Supplied entries →
BEGIN
Issue #2166, opened 2020-08-03
:Decompiler:compileDecompileLinux64ExecutableDecompileCpp task failed


jobermayr:
On latest git master:
https://scans.gradle.com/s/cac5l2hxi27ey

astrelsky:
Couldn't find gcc

jobermayr:
> Couldn't find gcc

Thanks for the hint.

It seems like ghidra / gradle have hidden problems with GCC 10.

It works when using Clang:

```
diff --git a/Ghidra/Features/Decompiler/build.gradle b/Ghidra/Features/Decompiler/build.gradle
index 9e43eee56..d99f6c966 100644
--- a/Ghidra/Features/Decompiler/build.gradle
+++ b/Ghidra/Features/Decompiler/build.gradle
@@ -396,6 +396,15 @@ model {
 			} // end sources (sleigh)
 		}
 	}  // end components
+
+	toolChains {
+		clang(Clang) {
+			path "/usr/bin"
+		}
+		gcc(Gcc) {
+			path "/usr/bin"
+		}
+	}
 	
 	binaries {
 		all{ b ->
```

jobermayr:
I assume it is a duplicate of https://github.com/gradle/gradle/issues/15803

ryanmkurtz:
Are you using a locale like described in that ticket?  If so, if you switch it to `en_US.UTF-8`, does it work?

jobermayr:
> $ export | grep LANG
> declare -x LANG="de_DE.UTF-8"
> declare -x LANGUAGE=""
> $ LC_MESSAGES=en gradle buildGhidra
> [...]
> BUILD SUCCESSFUL in 3m 14s

Clearly a duplicate of upstream issue and also some sort of issue #1316.
Is there an easy workaround to force _LC_MESSAGES=en_ by default with _gradle buildGhidra_ to avoid such issues once for all?

ryanmkurtz:
Not that I can see.  `gradle.properties` doesn't seem to support setting environment variables, and you can't do it globally once inside the `build.gradle` file.

ryanmkurtz:
The only action we can really take for this ticket is to output a more descriptive warning if we detect a locale that gradle cannot properly support at this time.

xiaoyinl:
[...]

PR #4657, opened 2022-10-14
Fix build error.

jobermayr:
```
  Task :Framework-Debugging:compileExpCloneExitExecutableExpCloneExitC FAILED
Ghidra/Debug/Framework-Debugging/src/expCloneExit/c/expCloneExit.c:22:33: warning: cast to smaller integer type 'int' from 'void *' [-Wvoid-pointer-to-int-cast]
    printf("I'm %d, PID: %d\n", (int)param, getpid());
                                ^~~~~~~~~~
Ghidra/Debug/Framework-Debugging/src/expCloneExit/c/expCloneExit.c:22:45: warning: call to undeclared function 'getpid'; ISO C99 and later do not support implicit function declarations [-Wimplicit-function-declaration]
    printf("I'm %d, PID: %d\n", (int)param, getpid());
                                            ^
Ghidra/Debug/Framework-Debugging/src/expCloneExit/c/expCloneExit.c:24:16: error: incompatible integer to pointer conversion returning 'int' from a function with result type 'void *' [-Wint-conversion]
        return 1;
               ^
Ghidra/Debug/Framework-Debugging/src/expCloneExit/c/expCloneExit.c:27:16: error: incompatible integer to pointer conversion returning 'int' from a function with result type 'void *' [-Wint-conversion]
        return 2;
               ^
Ghidra/Debug/Framework-Debugging/src/expCloneExit/c/expCloneExit.c:33:12: error: incompatible pointer to integer conversion returning 'void *' from a function with result type 'int' [-Wint-conversion]
    return work(NULL);
           ^~~~~~~~~~
2 warnings and 3 errors generated.
```

### DIFF
--- a/Ghidra/Debug/Framework-Debugging/src/expCloneExit/c/expCloneExit.c
+++ b/Ghidra/Debug/Framework-Debugging/src/expCloneExit/c/expCloneExit.c
@@ -21,14 +21,14 @@ pthread_t thread;
 void* work(void* param) {
     printf("I'm %d, PID: %d\n", (int)param, getpid());
     if (param == NULL) {
-        return 1;
+        return (void*)1;
     } else {
         //sleep(10);
-        return 2;
+        return (void*)2;
     }
 }
 
 int main() {
     pthread_create(&thread, NULL, work, (void*)1);
-    return work(NULL);
+    return (int)work(NULL);
 }


ryanmkurtz:
I was not able to reproduce the error.  Can you describe your environment (OS, compiler, etc)?

jobermayr:
openSUSE Tumbleweed
Gradle 7.3
LLVM/Clang 15

To make Ghidra building I still have to force Clang manually (issue #2166). If I could get some useful output from Gradle why detection of gcc fails I would be really happy ...

ryanmkurtz:
Ok thanks, I'll take a look at both issues.  Sorry that other one fell through the cracks.

PR #4664, opened 2022-10-15
PowerPC: Fix implementation of fsel[.] instruction

RootCubed:
According to page 121 in [the PowerPC instruction set manual](https://math-atlas.sourceforge.net/devel/assembly/ppc_isa.pdf), the `fsel` instruction should set `fD` to `fC` if `fA >= 0` and to `fB` else, whereas the current implementation instead sets `fD` to `fC` if `fA > 0`.

Note that `fD` should also be set to `fB` if `fA == NaN`. This is still correct as `(NaN >= 0) == false`.

Additionally, for the `fsel.` instruction, the CR1 registers are currently only being correctly set if `fD` gets set to `fC`, this has also been fixed.

### DIFF
--- a/Ghidra/Processors/PowerPC/data/languages/ppc_instructions.sinc
+++ b/Ghidra/Processors/PowerPC/data/languages/ppc_instructions.sinc
@@ -1918,7 +1918,7 @@
 	local tmpfB = fB;
 	zero:4=0;
 	fD=fC;
-	if (tmpfA f> int2float(zero)) goto inst_next;
+	if (tmpfA f>= int2float(zero)) goto inst_next;
 	fD=tmpfB;
 }
 
@@ -1929,9 +1929,10 @@
 	local tmpfB = fB;
 	zero:4=0;
 	fD=fC;
-	cr1flags();
-	if (tmpfA f> int2float(zero)) goto inst_next;
+	if (tmpfA f>= int2float(zero)) goto <end>;
 	fD=tmpfB;
+<end>
+	cr1flags();
 }
 
 #fsqrt f0r,fr0	0xfc 00 00 2c


Ghidra/Processors/PowerPC/data/languages/ppc_instructions.sinc
```diff
@@ -1930,8 +1930,9 @@
 	zero:4=0;
 	fD=fC;
 	cr1flags();
```
mumbel, line 1932: should this line be removed then?

RootCubed: I believe that line should stay, as the `goto inst_next` will skip over the final two lines and thus cr1flags() would not be called if `fA >= 0` (unless I misunderstood the behaviour of `goto inst_next`?). Since `cr1flags` has no side-effects, it doesn't matter that it might be called twice.

mumbel: oops, didnt click that its writing to fD twice, ignore this

RootCubed:
@GhidorahRex Hope you don't mind the ping, but I was wondering what the current status of this PR is. Could we expect to see it get looked at in time for the next release?

GhidorahRex:
Sorry, my queue has been pretty long. I think I can get to it pretty soon.

Ghidra/Processors/PowerPC/data/languages/ppc_instructions.sinc
```diff
@@ -1930,8 +1930,9 @@
...
-	if (tmpfA f> int2float(zero)) goto inst_next;
+	if (tmpfA f>= int2float(zero)) goto inst_next;
```
GhidorahRex, line 1933: Rather than duplicate `cr1flags` it would be better to refactor this as:
```
	local tmpfA = fA;
	local tmpfB = fB;
	fD=fC;
	if (tmpfA f> int2float(zero)) goto <end>;
	fD=tmpfB;
<end>
	cr1flags();
```

RootCubed: Ah, makes sense (I presume you meant to keep `f>=`, not revert back to `f>` though). I'll apply that change then; should I squash it onto the initial commit or can I just leave it as a separate one?

GhidorahRex: sorry, yes, that was a copy-paste error

> Ah, makes sense (I presume you meant to keep `f>=`, not revert back to `f>` though). I'll apply that change then; should I squash it onto the initial commit or can I just leave it as a separate one?

Sorry, yes, that was a copy paste error. Squashed if you don't mind.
END
Try it →
Show each line of the listing that holds the string "Framework".

Your solution →
  Task :Framework-Debugging:compileExpCloneExitExecutableExpCloneExitC FAILED
Ghidra/Debug/Framework-Debugging/src/expCloneExit/c/expCloneExit.c:22:33: warning: cast to smaller integer type 'int' from 'void *' [-Wvoid-pointer-to-int-cast]
Ghidra/Debug/Framework-Debugging/src/expCloneExit/c/expCloneExit.c:22:45: warning: call to undeclared function 'getpid'; ISO C99 and later do not support implicit function declarations [-Wimplicit-function-declaration]
Ghidra/Debug/Framework-Debugging/src/expCloneExit/c/expCloneExit.c:24:16: error: incompatible integer to pointer conversion returning 'int' from a function with result type 'void *' [-Wint-conversion]
Ghidra/Debug/Framework-Debugging/src/expCloneExit/c/expCloneExit.c:27:16: error: incompatible integer to pointer conversion returning 'int' from a function with result type 'void *' [-Wint-conversion]
Ghidra/Debug/Framework-Debugging/src/expCloneExit/c/expCloneExit.c:33:12: error: incompatible pointer to integer conversion returning 'void *' from a function with result type 'int' [-Wint-conversion]
--- a/Ghidra/Debug/Framework-Debugging/src/expCloneExit/c/expCloneExit.c
+++ b/Ghidra/Debug/Framework-Debugging/src/expCloneExit/c/expCloneExit.c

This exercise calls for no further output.